PROMPT
Only the number is wanted: state how many lines of the data below contain the word "single".

(Stored items)
PR #161, opened 2021-06-25
Adjust margins so single line of chips does not affect ComboBox height

dexterca:
When ComboBox had a single line of chips, the height of the parent wrapper would increase by 1px once a chip(s) would appear.

**BEFORE WITHOUT CHIPS** | **BEFORE WITH CHIPS** | **AFTER WITHOUT CHIPS** | **AFTER WITH CHIPS**
-- | -- | -- | --
Screen Shot 2021-06-25 at 11 43 55 AM | Screen Shot 2021-06-25 at 11 46 23 AM | Screen Shot 2021-06-25 at 11 51 12 AM | Screen Shot 2021-06-25 at 11 51 27 AM
`height: 35px` (computed) | `height: 36px` (computed) | `height: 35px` (computed) | `height: 35px` (computed)

One side effect of this change is that chips are no longer perfectly centered vertically. In other words there is one pixel more of padding at the bottom of the chip list than at the top of the chip list (as seen below). So the trade off here is the height of the `<Select` will no longer shift in height once a chip appears but the chips are no longer vertically centered. 😢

SOLUTION TO THE PROBLEM
2